Exercise materials Block Start

PR #2003, opened 2017-07-06
Update code for modify affairs from purchase view

sandy1987:
Hi, 
I have update code for modify affairs' supplier when edit the supplier from purchase view. Please check and let me know if you want any changes.


sandy1987:
Hi , 
I have move controller code into model with alone affair condition. Please check and let me know.

sandy1987:
Hello @Aquaj , 

I am little bit confuse, Let me explain the things with my understanding.....

If affair has one deal with  purchase, Then only we have to update the third into the affair. Otherwise its will change only purchase view not in the affair.

Please let me know my assumption is correct?

Aquaj:
Hello @sandy1987, I had not seen your message, sorry for that.

Yes, we only update the third of the affair if it has just one deal (the purchase that was updated). Otherwise the third changes in the purchase but does not change in the affair of the purchase.

sandy1987:
Hello @Aquaj ,

I have update the code on branch,Please check it and let me know if any thing is missing.
For Example:-
purchase_deal = affair.deals.collect(&:nature).map{|p| p  if (p.nature == "purchase")}

On the above variable we are finding all deals of that affair where deals whose nature is purchase.

Thanks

Exercise materials Block End

Problem description
Return a word-for-word copy of the lines above from the one holding "Yes, we only" through the one holding "I have update the", with both of them included and nothing besides.

Output for this exercise
Yes, we only update the third of the affair if it has just one deal (the purchase that was updated). Otherwise the third changes in the purchase but does not change in the affair of the purchase.

sandy1987:
Hello @Aquaj ,

I have update the code on branch,Please check it and let me know if any thing is missing.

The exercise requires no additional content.